Nov 27 - Retail sales rise leading into holiday season
LANSING – More Michigan retailers increased sales during October, setting the stage for an improved holiday shopping season that “officially” begins Thursday and Friday.
October’s Michigan Retail Index, a joint project of Michigan Retailers Association (MRA) and the Federal Reserve Bank of Chicago, registered the best retail industry sales since July.
“The retail industry’s better performance during October points to increased sales during the holiday shopping period,” said James P. Hallan, MRA president and CEO.
“The gains this autumn, while small, show consumers are still very much engaged. With gasoline prices at a relatively low level and the federal government open again, retailers should be able to meet their projections for modest year-over-year increases in sales.”

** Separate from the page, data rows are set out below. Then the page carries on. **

PR #222, opened 2017-05-17
Fix arbitrary_basis clipping aperture

kvangorkom:
Addresses #221.

The implementation here varies slightly from what I did over in #221. Rather than pad the aperture array, I'm calculating what the new array size should be, passing this to `zernike_basis` as `npix`, and then cutting the circular basis down before the aperture is cut out of it and the basis re-orthonormalized.

To handle the optional `rho` and `theta` arguments, I'm padding these arrays with nonsense values. I _think_ this shouldn't have any negative consequences, but I am a bit uncomfortable with handling them this way.

(Also adds a check that the aperture is passed in as a square array.)

### DIFF
--- a/poppy/tests/test_zernike.py
+++ b/poppy/tests/test_zernike.py
@@ -140,6 +140,64 @@ def test_cross_hexikes():
         _test_cross_hexikes(testj=testj, nterms=6)
 
 
+def test_arbitrary_basis_rms(nterms=10, size=500):
+    """Verify RMS(Zernike[n,m]) == 1."""
+    # choose a square aperture for the test
+    square_aperture = optics.SquareAperture(size=1.).sample(npix=size,grid_size=1.1)
+    square_basis = zernike.arbitrary_basis(square_aperture,nterms=nterms)
+
+    assert np.nanstd(square_basis[0]) == 0.0, "Mode(j=0) has nonzero RMS"
+    for j in range(1, nterms):
+        rms = np.nanstd(square_basis[j])  # exclude masked pixels
+        assert abs(1.0 - rms) < 0.001, "Mode(j={}) has RMS value of {}".format(j, rms)
+
+
+def _test_cross_arbitrary_basis(testj=4, nterms=10, npix=500):
+    """Verify the functions are orthogonal, by taking the
+    integrals of a given mode times N other ones.
+
+    Parameters :
+    --------------
+    testj : int
+        Index of the Zernike-like polynomial to test against the others
+    nterms : int
+        Test that polynomial against those from 1 to this N
+    npix : int
+        Size of array to use for this test
+    """
+    # choose a square aperture for the test
+    square_aperture = optics.SquareAperture(size=1.).sample(npix=npix,grid_size=1.1)
+    square_basis = zernike.arbitrary_basis(square_aperture,nterms=nterms)
+
+    test_mode = square_basis[testj - 1]
+    for idx, array in enumerate(square_basis):
+        j = idx + 1
+        if j == testj or j == 1:
+            continue  # discard piston term and self
+        prod = array * test_mode
+        wg = np.where(np.isfinite(prod))
+        cross_sum = np.abs(prod[wg].sum())
+
+        # Threshold was originally 1e-9, but we ended up getting 1.19e-9 on some machines (not always)
+        # this seems acceptable, so relaxing criteria slightly
+        assert cross_sum < 2e-9, (
+            "orthogonality failure, Sum[Mode(j={}) * Mode(j={})] = {} (> 2e-9)".format(
+                j, testj, cross_sum)
+        )
+
+
+def test_cross_arbitrary_basis():
+    """Verify orthogonality for a subset of Hexikes by taking the integral of
+    that Hexike times N other ones.
+
+    Note that the Hexike are only strictly orthonormal over a
+    fully hexagonal aperture evauated analytically. For any discrete
+    aperture the orthonormality is only approximate.
+    """
+    for testj in (2, 3, 4, 5, 6):
+        _test_cross_arbitrary_basis(testj=testj, nterms=6)
+
+
 def test_opd_expand(npix=512, input_coefficients=(0.1, 0.2, 0.3, 0.4, 0.5)):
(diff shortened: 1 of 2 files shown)


poppy/zernike.py
```diff
@@ -702,17 +702,42 @@ def arbitrary_basis(aperture, nterms=15, rho=None, theta=None):
...
+        "only square aperture arrays are supported"
+
+    # To avoid clipping the aperture, we precompute the zernike modes
+    # on an array oversized s.t. the zernike disk circumscribes the 
+    # entire aperture. We then slice the zernike array down to the 
+    # requested array size and cut the aperture out of it.
+
+    # get max extent of aperture from array center
+    yind, xind = np.where(aperture > 0)
+    distance = np.sqrt( (yind-shape[0]/2.)**2 + (xind-shape[1]/2.)**2 )
```
mperrin: This is somewhat subtle but you actually want `yind-(shape[0]-1)/2` here, and likewise for x. Consider::

``` python
In [6]: shape=(3,3)

In [7]: yind,xind=np.indices(shape)

In [8]: yind-shape[0]/2.
Out[8]:
array([[-1.5, -1.5, -1.5],
       [-0.5, -0.5, -0.5],
       [ 0.5,  0.5,  0.5]])

In [9]: yind-(shape[0]-1)/2.
Out[9]:
array([[-1., -1., -1.],
       [ 0.,  0.,  0.],
       [ 1.,  1.,  1.]])

```

poppy/zernike.py
```diff
@@ -702,17 +702,42 @@ def arbitrary_basis(aperture, nterms=15, rho=None, theta=None):
...
+    padding = ( int(ceil((max_extent - shape[0] / 2.))),
+                int(ceil((max_extent - shape[1] / 2.))) )
+    padded_shape = (shape[0] + padding[0] * 2, shape[1] + padding[1] * 2)
+    npix = padded_shape[0]
+
+    # pad theta and rho arrays
+    if theta is not None:
+        theta = np.pad(theta,padding,mode='constant',constant_values=0.)
+    if rho is not None:
+        rho = np.pad(rho,padding,mode='constant',constant_values=1.)
```
mperrin: I agree this handling of `theta` and `rho` doesn't feel right. As I recall the intent of this code is a very flexible capability for users to hand in arbitary indices to specific pixels without actually having a full contiguous array (consider a case of a sparse pupil which is mostly zeros; it would be more efficient to only evaluate zernike polynomials for the subset of pixels with nonzero intensity.)

Note that if `rho` and `theta` are not None, the `npix` argument is completed ignored inside `zernike_basis`.  Probably what I'd do here myself is check whether these arguments are present, and if so, just skip all the padding steps entirely. It's an advanced mode so it seems safe to declare that users who are using those arguments ought to be responsible for their own aperture padding.

mperrin:
Overall looks good. I made a couple comments in-line on the code. 

If you're feeling ambitious, would you be willing to put together a unit test for this function that demonstrates it works as desired? The coveralls check reminded me that we don't have any test code for `arbitrary_basis` at all yet...

kvangorkom:
The latest commits should hopefully address all your comments!

For unit tests, I just duplicated the tests that were being performed for the other bases--one check for the normalization and one for orthogonality.

A few things I noticed that probably deserve their own issues :

1.  I'm not sure that `test_zernikes_rms` is performing the check quite correctly. The line
```
assert 1.0 - rms < 0.001, "Zernike(j={}) has RMS value of {}".format(j, rms)
```
ought to be
```
assert abs(1.0 - rms) < 0.001, "Zernike(j={}) has RMS value of {}".format(j, rms)
```
correct? Otherwise, RMS values > 1 sneak on by. (The latter is how I formulated it in `test_arbitrary_basis_rms`)

2. I'm not sure the different combinations of `rho`, `theta` being `None` are handled correctly (`theta=None` with `rho` defined hits an array broadcasting error, `rho=None` with `theta` defined runs successfully with unexpected results). I get the same behaviors with `zernike_basis` as with `arbitrary_basis`, so I left it alone for now. 
3. `hexike_basis`  ignores the `outside` argument.

poppy/tests/test_zernike.py
```diff
@@ -140,6 +140,64 @@ def test_cross_hexikes():
...
+def test_cross_arbitrary_basis():
+    """Verify orthogonality for a subset of Hexikes by taking the integral of
+    that Hexike times N other ones.
+
+    Note that the Hexike are only strictly orthonormal over a
+    fully hexagonal aperture evauated analytically. For any discrete
+    aperture the orthonormality is only approximate.
+    """
+    for testj in (2, 3, 4, 5, 6):
+        _test_cross_arbitrary_basis(testj=testj, nterms=6)
```
mperrin: Minor: This is somewhat inefficient as written, because it's going to regenerate the basis from scratch inside each call to `_test_cross_arbitrary_basis`. Not sure how much this matters though (we're not paying for Travis CI CPU time...).

poppy/tests/test_zernike.py
```diff
@@ -140,6 +140,64 @@ def test_cross_hexikes():
...
+        # this seems acceptable, so relaxing criteria slightly
+        assert cross_sum < 2e-9, (
+            "orthogonality failure, Sum[Mode(j={}) * Mode(j={})] = {} (> 2e-9)".format(
+                j, testj, cross_sum)
+        )
+
+
+def test_cross_arbitrary_basis():
+    """Verify orthogonality for a subset of Hexikes by taking the integral of
+    that Hexike times N other ones.
```
mperrin: Very minor: comment text says "Hexike" but should just say "basis function"

mperrin:
Nice work. For your suggested other issues those all look like good catches, thanks very much. I'll spawn a new issue and fix those myself.

mperrin:
This all looks good, so I'm going to go ahead and merge. Thanks much @kvangorkom !

poppy/tests/test_zernike.py
mperrin: I see the inefficiency is my own, replicated in both the zernike and hexike tests!  And is not a big deal since the test case execution time (measured just now on my Mac Pro) is just ~ 0.5s for zernike, 0.6s for hexike, and ~ 1s for arbitrary basis.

MRA members’ earlier holiday forecasts showed cautious optimism, averaging a 1.3 percent gain over last year. The survey took place during the federal government shutdown, the showdown over the debt ceiling and the flawed rollout of the government’s health reform website – all of which tempered their forecasts.
The October Michigan Retail Index found that 45 percent of retailers increased sales over the same month last year, while 39 percent recorded declines and 16 percent saw no change. The results create a seasonally adjusted performance index of 54.8 up from 52.8 in September.
The Index gauges the performance of the state’s overall retail industry, based on monthly surveys conducted by MRA and the Federal Reserve. Index values above 50 generally indicate positive activity; the higher the number, the stronger the activity.
Looking forward, 48 percent of retailers expect sales during November–January to increase over the same period last year, while 21 percent project a decrease and 31 percent no change. That puts the seasonally adjusted outlook index at 64.3, down from 76.3 in September.
At the national level, October retail sales excluding autos, gasoline and building materials rose 0.2 percent, according to the U.S. Commerce Department.